Scan the entries below, and for each line that includes the word "point", make a copy.

(Collection entries):
────────────────────────────────────────

PR #2770, opened 2021-09-09
Fix editor mobile file open

### LINKED ISSUE #2672: [Editor] GLB selector doesn't open file selection dialogue on mobile
### Description

We occasionally have to view GLB files on-the-go and the modelviewer.dev/editor is a pretty good general viewer (and one of the few with AR capabilities), so I was trying to view a model on an iPad. 
The only (near-) blocker was a UX detail: the file selector doesn't seem to open on mobile.

My workaround was to use split screen and drag the file over to the page, which worked on iPad but didn't on an Android phone.

#### Live Demo
Open modelviewer.dev/editor on iPad
Try to upload a GLB file to view it
IMG_20210807_183253

### Browser Affected

- [x] Chrome
- [ ] Edge
- [ ] Firefox
- [ ] IE
- [x] Safari

### OS

- [x] Android
- [x] iOS
- [ ] Linux
- [ ] MacOS
- [ ] Windows

### AR

- [ ] WebXR
- [ ] SceneViewer
- [ ] QuickLook

elalish:
Fixes #2672 

I'm not sure why it wasn't working on mobile, but simplifying it fixed it. I decided to take the opportunity to remove all the USDZ-related dead code as well, since I don't  want to maintain it. The editor can focus on the auto-generation  path.


timmmeh (commented):
Is the point of this PR to just remove USDZ support from the editor because it's support through THREE?

elalish:
The  point was to fix the bug (file modal on mobile). The  file modal  class turned out to be broken, so I  removed it. One thing using it was a bunch of dead  code for USDZ support I'd already  removed from the UI for the reason you noted. So I decided to strip out the rest of the related state while I  was there.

────────────────────────────────────────

(Answer for the task):
Is the point of this PR to just remove USDZ support from the editor because it's support through THREE?
The  point was to fix the bug (file modal on mobile). The  file modal  class turned out to be broken, so I  removed it. One thing using it was a bunch of dead  code for USDZ support I'd already  removed from the UI for the reason you noted. So I decided to strip out the rest of the related state while I  was there.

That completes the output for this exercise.